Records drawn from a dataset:
PR #207, opened 2021-12-10
Fix critical vulnerability in log4j

stigkj:
There is a critical vulnerability in Log4j, more information here:
https://www.lunasec.io/docs/blog/log4j-zero-day/

### DIFF
--- a/versions.gradle.kts
+++ b/versions.gradle.kts
@@ -1,4 +1,4 @@
 extra["slf4j_version"] = "1.7.32"
-extra["log4j_version"] = "2.14.1"
+extra["log4j_version"] = "2.15.0"
 extra["mockito_version"] = "1.10.19"
 extra["junit_version"] = "5.8.2"


hudson155:
LGTM – thanks for doing this

oshai:
Thanks for the PR!

edeak:
@hudson155  do you guys have an ETA for rolling this out to a release?

oshai:
I am releasing 2.1.16 with the change now. Note that since this is only a test dep it's not transitive so need really needed by users of the lib.

nippip:
> I am releasing 2.1.16 with the change now. Note that since this is only a test dep it's not transitive so need really needed by users of the lib.

@oshai Would you mind elaborating on your statement above and point to some code snips to better understand how this is or is not affecting users of the lib?

oshai:
> > I am releasing 2.1.16 with the change now. Note that since this is only a test dep it's not transitive so need really needed by users of the lib.
> 
> @oshai Would you mind elaborating on your statement above and point to some code snips to better understand how this is or is not affecting users of the lib?

`kotlin-logging` is a facade (similar to slf4j) means it only wraps the implementation you choose as a logging framework. 
 Popular implementations are logback and log4j.
On the tests of kotlin-logging we needed an actual implementation to use. We could write our own mocks but it makes more sense to take an actual impl for that to reflect how users use the lib. So kotlin-logging depends on log4j for testing only. 
Example of such tests can be seen [here](https://github.com/MicroUtils/kotlin-logging/blob/master/src/jvmTest/kotlin/mu/LoggingWithLocationTest.kt).
You can see the dependency [here](https://github.com/MicroUtils/kotlin-logging/blob/981daeae64780405092dab2420d4df342e01342b/build.gradle.kts#L71):
image

It means that this dependency does not pass transitively to users of kotlin-logging, and therfore users don't need to upgrade kotlin-logging itself. You can also see that in the [pom](https://repo1.maven.org/maven2/io/github/microutils/kotlin-logging-jvm/2.1.15/kotlin-logging-jvm-2.1.15.pom) that is generated for kotlin-logging.  
For people to feel more safe and for our own safety (when running tests) we upgraded kotlin-logging dependency on log4j.  
So it's not really needed, but I will not stop you from upgrading.

Hope that clears things a bit more.

PR #3725, opened 2026-09-07
Fixing logical definition #3723

### LINKED ISSUE #3723: [Logical def] fibroblast of dense regular elastic tissue
### CL_1000307 fibroblast of dense regular elastic tissue → drags `tendon cell` into elastic tissue
```
def:  "A fibroblast that is part of the dense regular ELASTIC tissue."
EQ:   fibroblast and part_of  dense regular CONNECTIVE tissue   [UBERON_0007846]
+SC:  part_of  elastic tissue                                   [UBERON_0002521]
```
The EQ is broader than the label (connective, not elastic), so **`tendon cell` (CL_0000388)** classifies here —
and inherits `part_of elastic tissue`. Tendon is dense regular *collagenous* tissue. Both halves are wrong:
fix the EQ to use elastic tissue, and the extra axiom then becomes redundant rather than dangerous & can be removed.

--- General background ---

**The pattern.** A class `C` has both an `EquivalentClasses` axiom (so anything matching the genus+differentia
is *classified as* `C`) **and** extra `SubClassOf(C, R some F)` axioms. Those extra restrictions are not part
of what makes something a `C`, but every class the reasoner puts under `C` inherits them. Functionally this is
a general class axiom — "everything matching C's definition also R-some-F" — asserted invisibly, never
reviewed as such, and firing on classes the author never saw.  

This pattern is sometimes justified, but should be used with care.  When not, it causes problems like the one in this ticket.

ct31-sanger:
Removed "SubClass Of elastic tissue" for 'fibroblast of dense regular elastic tissue' to prevent tendon cell from inheriting 'part of elastic tissue'. #3723

### DIFF
--- a/src/ontology/cl-edit.owl
+++ b/src/ontology/cl-edit.owl
@@ -26913,9 +26913,8 @@ SubClassOf(Annotation(oboInOwl:is_inferred "true") obo:CL_1000306 obo:CL_0000057
 AnnotationAssertion(Annotation(oboInOwl:hasDbXref "GOC:tfm") obo:IAO_0000115 obo:CL_1000307 "A fibroblast that is part of the dense regular elastic tissue.")
 AnnotationAssertion(oboInOwl:hasDbXref obo:CL_1000307 "FMA:261287")
 AnnotationAssertion(rdfs:label obo:CL_1000307 "fibroblast of dense regular elastic tissue")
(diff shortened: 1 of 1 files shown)


dosumis:
#gogoeditdiff

dosumis (approved):
the reasoned diff shows that the fix removed the incorrect inference.

Issue #3724, opened 2026-09-07
[Logical def] - hidden GCIs


dosumis:
```
EQ:   smooth muscle cell of large intestine and part_of colon    [UBERON_0001155]
+SC:  part_of  epithelium of large intestine                     [UBERON_0001278]
```
The hidden axiom is wrong on its face (a smooth muscle cell is not part of an epithelium) and is inherited by
the inferred child `smooth muscle cell of cecum` (CL_1000281).

----

```
EQ:   serous secreting cell and part_of saliva-secreting gland   -- says nothing about demilunes
+SC:  capable_of saliva secretion
```
`serous acinar cell of salivary gland` (CL_4052065) is inferred to be a *demilune* cell. Demilune is a specific
(and partly fixation-artefactual) crescent arrangement; the EQ omits it entirely.

----

```
EQ:   neuroendocrine cell and part_of epithelium of stomach
+SC:  capable_of  acid secretion                                 [GO_0046717]
```
Inferred children `type D cell of stomach` (somatostatin — *inhibits* acid) and `type G cell of stomach`
(gastrin — *stimulates* parietal cells). Neither secretes acid; parietal cells do.

----

```
+SC:  capable_of (glutamate secretion, neurotransmission and part_of excitatory chemical synaptic transmission)
+SC:  capable_of_part_of  visual perception
```
`interplexiform cell` (CL_0011104) is inferred here and inherits excitatory glutamatergic transmission.
Interplexiform cells are characteristically dopaminergic/GABAergic.

----

- [ ]  CL_1000280 smooth muscle cell of colon → smooth muscle asserted part of an epithelium

```
EQ:   smooth muscle cell of large intestine and part_of colon    [UBERON_0001155]
+SC:  part_of  epithelium of large intestine                     [UBERON_0001278]
```
The hidden axiom is wrong on its face (a smooth muscle cell is not part of an epithelium) and is inherited by
the inferred child `smooth muscle cell of cecum` (CL_1000281).

----

- [ ] CL_0020059 serous demilune cell of salivary gland → every salivary serous cell becomes a demilune cell

```
EQ:   serous secreting cell and part_of saliva-secreting gland   -- says nothing about demilunes
+SC:  capable_of saliva secretion
```
`serous acinar cell of salivary gland` (CL_4052065) is inferred to be a *demilune* cell. Demilune is a specific
(and partly fixation-artefactual) crescent arrangement; the EQ omits it entirely.

[...]

PR #3733, opened 2026-09-07
Fix interplexiform cell hidden GCI

### LINKED ISSUE #3732: CL_0000748 retinal bipolar neuron → `interplexiform cell` made glutamatergic/excitatory

ct31-sanger:
Removal of the equivalent to definition for retinal bipolar neuron to fix GCI of interplexiform cell. #3724 #3732

### DIFF
--- a/src/ontology/cl-edit.owl
+++ b/src/ontology/cl-edit.owl
@@ -10245,6 +10245,7 @@ AnnotationAssertion(Annotation(oboInOwl:hasDbXref "doi:10.1038/s41598-020-66092-
 AnnotationAssertion(Annotation(oboInOwl:hasDbXref "doi:10.1038/s41598-020-66092-9") Annotation(oboInOwl:hasSynonymType obo:OMO_0003000) Annotation(oboInOwl:hasSynonymType obo:OMO_0003004) oboInOwl:hasRelatedSynonym obo:CL_0000740 "RGCs")
 AnnotationAssertion(rdfs:label obo:CL_0000740 "retinal ganglion cell")
 SubClassOf(obo:CL_0000740 obo:CL_0000540)
+SubClassOf(obo:CL_0000740 obo:CL_0000748)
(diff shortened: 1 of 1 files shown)


ct31-sanger:
#gogoeditdiff

dosumis (changes requested):
Why remove the EC def?  Lots of subclassification lost (see reasoned diff)

ct31-sanger:
> Why remove the EC def? Lots of subclassification lost (see reasoned diff)

Ah, yes. Should the EC for rental bipolar neuron be more specific/include synaptic transmission to prevent subclass of inference for interplexiform cell?

dosumis:
YOu need to relax to subclassof rather than delete.  The standard way to do this is with two SubClassOf axioms.  This is semantically equivalent to having one statement with two clauses connected by an AND, but some downstream tooling prefers separated statements.

You then need to add back the retinal ganglion cells underneath the gropuing class as they are no longer automatically classified (alternative would be to add an extra clause as you suggest, but I think no so straightforward and manually classifying 3 classes underneath is easier).

ct31-sanger:
#gogoeditdiff

ct31-sanger:
#gogoeditdiff

ct31-sanger:
@ai4c-agent please show the branch conflicts

ct31-sanger:
@ai4c-agent please accept the master's version of the removed two SubClassOf axioms on CL:0002167 from PR #3734.

dosumis:
Edits have made ontology unsatisfiable

See QC reports here:

image

IIRC this is meant to automatically trigger posting of explanation. I'm looking into why this didn't happen?

You can do this manually using 
 - run ROBOT explain inconsistency (see https://robot.obolibrary.org/explain)
and then copy and paste the markdown into this PR

I can then help you interpret and suggest fixes.

dosumis (changes requested):
Your implementation of the fix I requested looks OK to me.  I have no idea why the ontology is now inconsistent.  Please investigate (see comment)

ct31-sanger:
#gogoeditdiff

dosumis (approved):

PR #1089, opened 2022-10-30
[SCH] Cleanup

Tartarga:
(holding till prereqs are done)
- Single Target DPS
  - Redesigned Alt mode to match Sage's Advanced Options.
    - Options redone similarly to Reaper's SoulSow (select actions to bind feature to)
    - Bio's action option no longer "idles" as Broil
    - Ruin II added as an option
- Removed Feature "Bio on Ruin II"
- Aetherflow Feature
  - UI Updates. Excogitation and Indominability now are user options, not preset options
- Deployment Tactics Feature: Code cleanup to use new GetHealTarget code with optional Mouse over checking


jundong321:
Is "Bio on Ruin II" removed or added to single target DPS mode?

Tartarga:
> Is "Bio on Ruin II" removed or added to single target DPS mode?

It's added to Single Target

PR #1102, opened 2022-11-06
Draft BLM: Opener and Rotation Update

thunderebolt:
- Adds a better opener using double transpose weave
- Adds a transpose line every minute swiftcast is up
- Fixes a minor bug with Blizzard3 at lower levels
- Allows spamming of umbral soul when there's no target
- Fixes Formatting in `CustomComboPreset.cs` File

### Only for Kage's reference as he adds this as an advanced BLM option!


k-kz:
Closing due to replacement via #1109

PR #1151, opened 2023-01-13
[RPR] Add TargetNeedsPositionals() logic

dlm21:
Add protection to Reaper from using True North when target doesn't need it


dlm21:
Was revealed that an ealrier PR already handles this almost exactly the same way, https://github.com/Nik-Potokar/XIVSlothCombo/pull/1057 , plus adds 2 other classes, so it's probably the better option

k-kz:
Closing as per previous comment - will implement via #1057

PR #1251, opened 2023-06-21
[Framework] Update `ShieldValue`

k-kz:
Apparently `Character.ShieldValue` became obsolete at some point


Tartarga:
Wished I knew more on stucts to give a yay/nay but it appears fine?

Issue #1257, opened 2023-07-04
Very bad RDM pvp bug!


MikeOrtizzz:
Little too specific but I have notice and tested it a little bit

Wen you play redmage in any kind of pvp area and you get silenced all pvp actions transform into the pve action "Riposte" making you unable to use the pvp action "Purify" to get rid of the silence effect

I don't use any pvp features the pluging has and barely use any pve features, I do use a lot of the gathering ones. As for RDM I use the melee combo pve feature.

This issue seems to stop when I disable the plugin.

Tartarga:
Fix merged and released

PR #1265, opened 2023-07-28
"Riposte Leak" Fix

Tartarga:
Removed Jolt fallback to Riposte. Sloth at level 1 is pointless


Taurenkey:
Fixes #1257

Tartarga:
Ran crystaline twice, no issue on multiple silence/stuns

PR #1275, opened 2023-08-28
VS Warnings Cleanup

Tartarga:
Disabled unused var in BLU
Applied Obsolete recommendations to SCH/SMN Pets and Chocobo detection


Tartarga:
Covered in Taurenkeys API9 commit

PR #1287, opened 2023-10-04
Update XIVSlothCombo.csproj

ChrisMellor:
DalamudPackager needed updating, possibly the reason for the failed build???


Taurenkey:
Nah, reason was just it wasn't building against the staging version, but I'll merge this all the same because I'm too lazy to go into the Nuget manager to update

PR #1291, opened 2023-10-13
RPR and DRG changes

levinkin:
- adds option to separate harvest moon in "Ranged Filler Option" for RPR 
- fixes "Dives Options" for DRG
  - prevent Stardiver from clipping by changing the order of things
  - delays Stardiver if high jump is just about to go off cd to prevent drifting of high jump
- optimizes "Wyrmwind Thrust Option" for DRG 
  - prioritizes buffs over wyrmwind so that wyrmwind will be used with buffs when used with "Buffs on Main Combo" options
- optimizes "Life Surge Option" for DRG
  - prioritizes use of life surge over other ogcds so that it actually gets used when proper gcd is about to come up while making sure geirshkogul and jump doesnt drift
  - fixed life surge not being used on fang and claw
  - makes it so that life surge is being used on optimal times based on balance discord info (https://discord.com/channels/277897135515762698/582430670006124564/918555147347587082) 
- made it so that blood bath can be used as an opener indicator instead of true north since left eye does the same thing anyway
- optimizes jumps so that it doesnt clip anymore

### DIFF
--- a/.github/workflows/build.yml
+++ b/.github/workflows/build.yml
@@ -28,7 +28,7 @@ jobs:
       uses: microsoft/setup-msbuild@v1.0.2
     - name: Download Dalamud
       run: |
-        Invoke-WebRequest -Uri https://goatcorp.github.io/dalamud-distrib/stg/latest.zip -OutFile latest.zip
+        Invoke-WebRequest -Uri https://goatcorp.github.io/dalamud-distrib/latest.zip -OutFile latest.zip
         Expand-Archive -Force latest.zip "$env:AppData\XIVLauncher\addon\Hooks\dev\"   
     - name: Build
       run: |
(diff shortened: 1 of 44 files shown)


Taurenkey (changes requested):
Please undo your changes to the build.yml file and the README.md file.

Taurenkey:
You've made too many changes that no longer fit your PR. I won't be merging in this state. Please break up everything that wasn't part of the original PR intended changes either as another PR or don't submit them.

levinkin:
> You've made too many changes that no longer fit your PR. I won't be merging in this state. Please break up everything that wasn't part of the original PR intended changes either as another PR or don't submit them.

fixed and placing samurai optimizations in a separate pr

PR #1356, opened 2024-02-17
Force LifeSurge to only be used on 5th Combo GCD

Trutix-dev:
The 5th combo GCD in a Dragoon's rotation has 100 more Potency due to the Trait "Lance Mastery I".

While using Sloth I've noticed that outside of the Opener, it will use Life Surge on the 4th GCD instead of the 5th. Resulting in a huge Potency Loss overtime.

I added an extra check to DRG.cs that only uses LifeSurge on a positional if a positional has been done beforehand. 
  
Please review, I'm tired and I'm not sure if I placed all the ( ) correctly. :P


Kagekazu:
this became obselete with the DT changes of DRG

Issue #1385, opened 2024-06-03
[SUM] Egi summon are always blocked by Demi.


tex111:
Summoner (Advanced Summoner Feature)

Egi summons are blocked by a Demi being off cooldown even if the option that adds Demi summons to the combo is disabled.

Kagekazu:
thanks for letting us know! ill see to fix it in next release after Dawntrail!

Genesis-Nova:
Fixed with #1404.

PR #1386, opened 2024-06-03
Fix Egi summons always being blocked by Demi.

tex111:
Since the Egi summon is so low in the tree, the check for Demi summons being off cooldown isn't necessary and prevents players who choose not to add demi summons to the combo from summoning an egi when a demi is off cooldown.

This fixes https://github.com/Nik-Potokar/XIVSlothCombo/issues/1385


Genesis-Nova:
This can be closed, I rolled this fix in with my DT smn fixes.
Thank you for your contribution @tex111.

PR #1400, opened 2024-06-30
Update Ability and Status IDs

Dubsys:
New actionids and buffids

90 combo should work, higher level abilities not implimented but the ids are there.


SyniRon:
WHM is missing Sacred Sight, the new buff from POM

Dubsys:
> WHM is missing Sacred Sight, the new buff from POM
> 
> Should be 3879

Added, thanks.

itzeddie:
This doesn't actually build successfully for me. Looks like an error on line 36 (missing ,). And the buffs under PCT throw an error in the build too: "The name 'Starstruck' does not exist in the current context."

**TASK TO COMPLETE:**
From the opening line of the data above through the line holding "On the tests", give every line again exactly as it stands.

**PROBLEM SOLUTION:**
PR #207, opened 2021-12-10
Fix critical vulnerability in log4j

stigkj:
There is a critical vulnerability in Log4j, more information here:
https://www.lunasec.io/docs/blog/log4j-zero-day/

### DIFF
--- a/versions.gradle.kts
+++ b/versions.gradle.kts
@@ -1,4 +1,4 @@
 extra["slf4j_version"] = "1.7.32"
-extra["log4j_version"] = "2.14.1"
+extra["log4j_version"] = "2.15.0"
 extra["mockito_version"] = "1.10.19"
 extra["junit_version"] = "5.8.2"


hudson155:
LGTM – thanks for doing this

oshai:
Thanks for the PR!

edeak:
@hudson155  do you guys have an ETA for rolling this out to a release?

oshai:
I am releasing 2.1.16 with the change now. Note that since this is only a test dep it's not transitive so need really needed by users of the lib.

nippip:
> I am releasing 2.1.16 with the change now. Note that since this is only a test dep it's not transitive so need really needed by users of the lib.

@oshai Would you mind elaborating on your statement above and point to some code snips to better understand how this is or is not affecting users of the lib?

oshai:
> > I am releasing 2.1.16 with the change now. Note that since this is only a test dep it's not transitive so need really needed by users of the lib.
> 
> @oshai Would you mind elaborating on your statement above and point to some code snips to better understand how this is or is not affecting users of the lib?

`kotlin-logging` is a facade (similar to slf4j) means it only wraps the implementation you choose as a logging framework. 
 Popular implementations are logback and log4j.
On the tests of kotlin-logging we needed an actual implementation to use. We could write our own mocks but it makes more sense to take an actual impl for that to reflect how users use the lib. So kotlin-logging depends on log4j for testing only. 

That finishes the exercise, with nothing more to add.